The correlation coefficient between the prediction errors and the advance ratio was calculated for all four sorties per Equation (9). Figure 15 presents these coefficients accompanied with those obtained from the conventional method, cluster of sorties approach. It is evident the CVSDR prediction errors do not significantly correlate to the advance ratio. As explained in Section 2, any correlation coefficient above 0.58 (absolute value) for sorties 1 through 3, and above 0.71 for Sortie 4 indicates a statistically significant correlation. It can be concluded that based on flight-test data from all four sorties, the power prediction accuracy obtained from the CVSDR method is not related to the advance ratio. Similar accuracy level is expected from the CVSDR method regardless of the corresponding advance-ratio.

Table 5. Summary of flight-test conditions for Sortie 5

* values represent the range of change during the sortie.

Figure 15. Prediction errors to advance-ratio correlation (CVSDR and conventional methods).

4.2 Prediction accuracy for a different coefficient of weight

One might wonder whether the adequate performance of the CVSDR method was made possible due to the fact the power estimations were made for the same coefficient of weight.

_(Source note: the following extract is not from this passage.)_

PR #1339, opened 2022-04-12
[platform] de-init application in `otPlatReset` and verify `Publisher` state in public methods

superwhd:
When `otPlatReset` is called on `otbr-agent`, it should de-init the old `otbr::Application` so that the resources will be properly disposed, otherwise there will be dangling resources. Also, `otbr::Application` should de-init the TREL module when itself is de-initing.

For this, another sortie (number 5) was conducted under different values of coefficient of weight as specified in Table 5. Sortie 5 was executed without the cumbersome restriction imposed by the conventional method for maintaining a constant coefficient of weight and a constant main rotor speed while gathering the power required to sustain level flight at various airspeeds. The coefficient of weight varied between 4.8 × 10⁻³ to 4.95 × 10⁻³ and was significantly different from the value maintained constant during the first four sorties (5.79 × 10⁻³).

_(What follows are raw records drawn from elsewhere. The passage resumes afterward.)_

PR #1352, opened 2022-04-27
[dbus] Implement detach client API

gabekassel:
Implement detach d-bus client API
Return appropriate value from ThreadApiDBus::DBusMessageFilter()

### DIFF
--- a/src/dbus/client/thread_api_dbus.cpp
+++ b/src/dbus/client/thread_api_dbus.cpp
@@ -123,6 +123,7 @@ DBusHandlerResult ThreadApiDBus::sDBusMessageFilter(DBusConnection *aConnection,
 
 DBusHandlerResult ThreadApiDBus::DBusMessageFilter(DBusConnection *aConnection, DBusMessage *aMessage)
 {
+    DBusHandlerResult handled = DBUS_HANDLER_RESULT_NOT_YET_HANDLED;
     OTBR_UNUSED_VARIABLE(aConnection);
 
     DBusMessageIter iter, subIter, dictEntryIter, valIter;
@@ -150,9 +151,10 @@ DBusHandlerResult ThreadApiDBus::DBusMessageFilter(DBusConnection *aConnection, 
     {
         f(role);
     }
+    handled = DBUS_HANDLER_RESULT_HANDLED;
 
 exit:
-    return DBUS_HANDLER_RESULT_NOT_YET_HANDLED;
+    return handled;
 }
 
 void ThreadApiDBus::AddDeviceRoleHandler(const DeviceRoleHandler &aHandler)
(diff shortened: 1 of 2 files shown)


gabekassel:
@jwhui thoughts on this generally and anyone who can be assigned to review?

jwhui:
> @jwhui thoughts on this generally and anyone who can be assigned to review?

LGTM. @jinran-google , can you help take a look?

src/dbus/client/thread_api_dbus.cpp
```diff
@@ -150,6 +150,7 @@ DBusHandlerResult ThreadApiDBus::DBusMessageFilter(DBusConnection *aConnection,
     {
         f(role);
     }
+    return DBUS_HANDLER_RESULT_HANDLED;
```
jinran-google, line 153: There should be one return statement per free function or method at the end of the free function or method.

jinran-google, line 153: I think here the filter is an observer and should not interfere with other components that look for these messages, so the return value should be `DBUS_HANDLER_RESULT_NOT_YET_HANDLED`.

jinran-google (commented):
Thanks. LGTM overwall. Some nit suggestions:

src/dbus/client/thread_api_dbus.cpp
abhilasht1: Thanks for review.
Can we fix it by creating a return value variable?
`DBusHandlerResult ThreadApiDBus::DBusMessageFilter(DBusConnection *aConnection, DBusMessage *aMessage)
{
    DBusHandlerResult handled = DBUS_HANDLER_RESULT_NOT_YET_HANDLED;
    .....
    .....
    handled = DBUS_HANDLER_RESULT_HANDLED;

exit:
    return handled;
}`

jwhui: Yes, exactly. Thanks.

abhilasht1: DBusMessageFilter() calls 'device role handlers' on line 151, which mean it handled the dbus message with 'device role change'? So it should return 'DBUS_HANDLER_RESULT_HANDLED'?

`for (const auto &f : mDeviceRoleHandlers)
    {
        f(role);
    }`

gabekassel: updated

jinran-google: I was worried that other filters may not be called, but it should be fine since there are no other filters. LGTM. Thanks.

jinran-google (approved):
LGTM 👍

jwhui (approved):
Thanks! 👍🏼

The four empirical models originated from the CVSDR method were used to predict the power levels of ten stabilised data points of Sortie 5. These empirical models are M123 defined in Equations (27) and (28), M234, M134 and M124 specified in Equation (29). Prediction errors were calculated by subtracting the predicted power from the measured value; this way, a positive error represents an underestimation of the actual measured power. All power estimation errors for Sortie 5 are presented in Fig. 16 against the appropriate advance ratio. This figure also includes a presentation of the average estimation error of the four models for each data point.

Figure 16. Power prediction errors for Sortie 5 using the CVSDR method.

As expected, all four empirical models provided adequate prediction levels, even for different and varying values of coefficient of weight. Prediction errors ranged from −11.1 to 10.1 hp for M134, −12.4 to 9.1 hp for M234, −9 to 12 hp for M124 and from −10.6 to 8.7 hp for M123. The prediction-error means were all close to zero (−0.9, −1.3, −0.7 and −0.4 hp for M134, M234, M124 and M123 accordingly) with relatively narrow standard deviations of 7.3, 8.6, 6.8 and 9.8 hp, respectively. Hypothesis testing at the 95% confidence level shows no statistically significant difference between the prediction performances of all four empirical models. Moreover, no statistical significance was found between the performance of each empirical model when acted on sorties 1 to 4 (constant Cw) or when acted on Sortie 5. That means one can expect adequate prediction performance when using the CVSDR method for extrapolating to a different coefficient of weight.

The correlation coefficients (r) between the power-prediction errors of each empirical model and the advance-ratio were calculated per Equation (9). The values were significantly low; 0.17 for M134, 0.25 for M234, 0.42 for M124 and 0.41 for M123. For the specific number of data points in Sortie 5 (10) and the accustomed 95% confidence level, only a value of 0.632 and above indicates a significant correlation between the two variables. It can be concluded that based on flight-test data of Sortie 5 no significant correlation was found between the power prediction errors using all four empirical models (M134, M234, M124 and M123) and the advance ratio.